## [Task goal]
Please count the lines in the entries below that include the word "plan", and give only the number.

[Stored data]
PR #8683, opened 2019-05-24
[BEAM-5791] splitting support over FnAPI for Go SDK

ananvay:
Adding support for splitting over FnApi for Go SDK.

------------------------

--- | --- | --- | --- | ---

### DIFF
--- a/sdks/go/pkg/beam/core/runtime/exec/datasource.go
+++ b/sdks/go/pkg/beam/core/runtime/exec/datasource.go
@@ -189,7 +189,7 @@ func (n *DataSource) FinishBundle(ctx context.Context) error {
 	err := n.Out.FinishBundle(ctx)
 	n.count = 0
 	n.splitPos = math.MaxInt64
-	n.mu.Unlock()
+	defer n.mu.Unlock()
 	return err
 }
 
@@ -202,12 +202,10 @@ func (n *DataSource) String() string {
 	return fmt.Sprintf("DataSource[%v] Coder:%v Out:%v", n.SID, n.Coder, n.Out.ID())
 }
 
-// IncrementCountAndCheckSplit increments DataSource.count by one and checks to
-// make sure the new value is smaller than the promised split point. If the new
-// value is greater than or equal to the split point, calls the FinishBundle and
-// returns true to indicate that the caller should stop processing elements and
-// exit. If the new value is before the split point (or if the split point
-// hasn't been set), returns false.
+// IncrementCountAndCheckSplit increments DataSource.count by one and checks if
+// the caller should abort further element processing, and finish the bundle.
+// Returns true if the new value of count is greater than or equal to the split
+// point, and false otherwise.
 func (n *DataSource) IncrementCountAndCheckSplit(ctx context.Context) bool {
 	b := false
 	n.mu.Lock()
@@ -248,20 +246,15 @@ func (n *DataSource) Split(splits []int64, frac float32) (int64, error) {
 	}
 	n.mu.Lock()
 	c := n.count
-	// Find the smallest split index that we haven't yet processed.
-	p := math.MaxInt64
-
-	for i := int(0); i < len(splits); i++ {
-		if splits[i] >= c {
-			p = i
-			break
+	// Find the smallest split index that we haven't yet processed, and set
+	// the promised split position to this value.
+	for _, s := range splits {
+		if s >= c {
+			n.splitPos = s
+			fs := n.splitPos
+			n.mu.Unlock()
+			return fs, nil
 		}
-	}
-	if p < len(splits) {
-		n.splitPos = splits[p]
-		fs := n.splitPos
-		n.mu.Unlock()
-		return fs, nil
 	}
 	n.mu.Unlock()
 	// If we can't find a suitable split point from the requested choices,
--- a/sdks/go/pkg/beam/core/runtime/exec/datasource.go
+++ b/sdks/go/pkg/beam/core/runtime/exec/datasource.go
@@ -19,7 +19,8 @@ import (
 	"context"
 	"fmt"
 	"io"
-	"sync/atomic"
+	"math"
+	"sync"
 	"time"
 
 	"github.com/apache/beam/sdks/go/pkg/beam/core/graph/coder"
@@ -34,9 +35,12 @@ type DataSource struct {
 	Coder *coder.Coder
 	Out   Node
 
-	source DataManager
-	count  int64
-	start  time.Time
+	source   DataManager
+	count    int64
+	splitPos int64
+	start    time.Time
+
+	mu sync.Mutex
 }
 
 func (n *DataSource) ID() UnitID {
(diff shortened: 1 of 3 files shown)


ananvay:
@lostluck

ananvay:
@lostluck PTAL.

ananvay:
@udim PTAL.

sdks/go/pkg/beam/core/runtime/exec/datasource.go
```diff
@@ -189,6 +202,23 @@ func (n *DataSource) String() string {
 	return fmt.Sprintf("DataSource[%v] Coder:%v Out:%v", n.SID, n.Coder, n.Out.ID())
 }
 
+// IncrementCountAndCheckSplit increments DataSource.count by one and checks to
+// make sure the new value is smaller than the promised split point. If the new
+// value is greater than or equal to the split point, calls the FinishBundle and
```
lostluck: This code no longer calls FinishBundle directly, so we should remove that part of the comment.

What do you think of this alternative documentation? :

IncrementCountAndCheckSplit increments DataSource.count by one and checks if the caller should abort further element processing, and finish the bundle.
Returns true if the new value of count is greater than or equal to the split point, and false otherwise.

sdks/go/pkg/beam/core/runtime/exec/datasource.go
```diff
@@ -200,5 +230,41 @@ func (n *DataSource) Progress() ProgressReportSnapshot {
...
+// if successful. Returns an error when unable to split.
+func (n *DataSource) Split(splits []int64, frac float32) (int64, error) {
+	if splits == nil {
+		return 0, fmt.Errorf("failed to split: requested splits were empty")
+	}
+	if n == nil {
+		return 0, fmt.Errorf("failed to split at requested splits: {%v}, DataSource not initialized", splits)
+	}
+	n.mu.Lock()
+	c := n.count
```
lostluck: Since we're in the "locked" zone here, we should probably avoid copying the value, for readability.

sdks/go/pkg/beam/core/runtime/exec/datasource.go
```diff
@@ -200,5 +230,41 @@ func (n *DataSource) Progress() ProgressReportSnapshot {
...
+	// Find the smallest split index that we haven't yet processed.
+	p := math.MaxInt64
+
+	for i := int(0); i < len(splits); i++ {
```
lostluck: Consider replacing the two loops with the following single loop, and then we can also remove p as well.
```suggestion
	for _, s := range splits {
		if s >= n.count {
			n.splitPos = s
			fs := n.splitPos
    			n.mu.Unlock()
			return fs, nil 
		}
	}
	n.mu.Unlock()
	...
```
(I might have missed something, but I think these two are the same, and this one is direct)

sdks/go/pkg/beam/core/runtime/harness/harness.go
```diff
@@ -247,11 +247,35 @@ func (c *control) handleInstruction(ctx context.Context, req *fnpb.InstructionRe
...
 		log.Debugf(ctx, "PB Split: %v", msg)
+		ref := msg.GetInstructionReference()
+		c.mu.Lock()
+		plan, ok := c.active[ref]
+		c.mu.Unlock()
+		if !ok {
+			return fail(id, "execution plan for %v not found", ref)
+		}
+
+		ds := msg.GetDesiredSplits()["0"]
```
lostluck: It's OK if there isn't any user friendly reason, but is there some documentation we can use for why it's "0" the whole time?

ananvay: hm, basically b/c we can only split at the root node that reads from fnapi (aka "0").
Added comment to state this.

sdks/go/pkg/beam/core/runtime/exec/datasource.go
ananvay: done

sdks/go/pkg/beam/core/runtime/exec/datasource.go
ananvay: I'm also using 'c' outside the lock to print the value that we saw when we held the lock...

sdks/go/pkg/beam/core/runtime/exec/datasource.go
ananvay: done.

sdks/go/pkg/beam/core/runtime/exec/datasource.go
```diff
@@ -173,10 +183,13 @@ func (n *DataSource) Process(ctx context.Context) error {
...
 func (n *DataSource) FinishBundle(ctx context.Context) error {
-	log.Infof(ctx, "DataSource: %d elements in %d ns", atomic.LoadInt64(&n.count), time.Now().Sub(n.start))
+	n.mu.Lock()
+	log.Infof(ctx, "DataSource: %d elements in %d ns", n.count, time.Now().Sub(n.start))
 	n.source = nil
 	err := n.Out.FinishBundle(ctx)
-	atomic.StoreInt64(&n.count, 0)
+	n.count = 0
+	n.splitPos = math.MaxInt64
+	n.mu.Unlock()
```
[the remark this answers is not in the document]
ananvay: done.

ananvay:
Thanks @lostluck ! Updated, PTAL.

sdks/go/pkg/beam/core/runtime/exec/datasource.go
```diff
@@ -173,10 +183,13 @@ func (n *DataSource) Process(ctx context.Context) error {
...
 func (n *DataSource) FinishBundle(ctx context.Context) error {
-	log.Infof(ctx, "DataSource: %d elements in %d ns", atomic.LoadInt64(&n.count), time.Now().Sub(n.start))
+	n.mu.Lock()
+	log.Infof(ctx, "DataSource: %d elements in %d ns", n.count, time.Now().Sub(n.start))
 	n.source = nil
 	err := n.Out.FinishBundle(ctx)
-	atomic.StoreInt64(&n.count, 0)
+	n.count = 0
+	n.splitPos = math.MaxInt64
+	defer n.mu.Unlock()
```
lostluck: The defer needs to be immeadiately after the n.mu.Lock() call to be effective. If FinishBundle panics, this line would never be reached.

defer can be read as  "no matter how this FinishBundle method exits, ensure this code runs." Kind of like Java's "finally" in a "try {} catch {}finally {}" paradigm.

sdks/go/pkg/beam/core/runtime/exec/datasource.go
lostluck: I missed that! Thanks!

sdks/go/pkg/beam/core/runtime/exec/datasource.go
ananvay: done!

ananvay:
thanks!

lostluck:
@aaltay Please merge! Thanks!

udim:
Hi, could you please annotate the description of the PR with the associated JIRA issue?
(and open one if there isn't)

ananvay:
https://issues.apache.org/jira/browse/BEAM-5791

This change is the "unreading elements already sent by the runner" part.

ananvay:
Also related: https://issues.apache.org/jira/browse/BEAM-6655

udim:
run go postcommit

## [Answer section]
2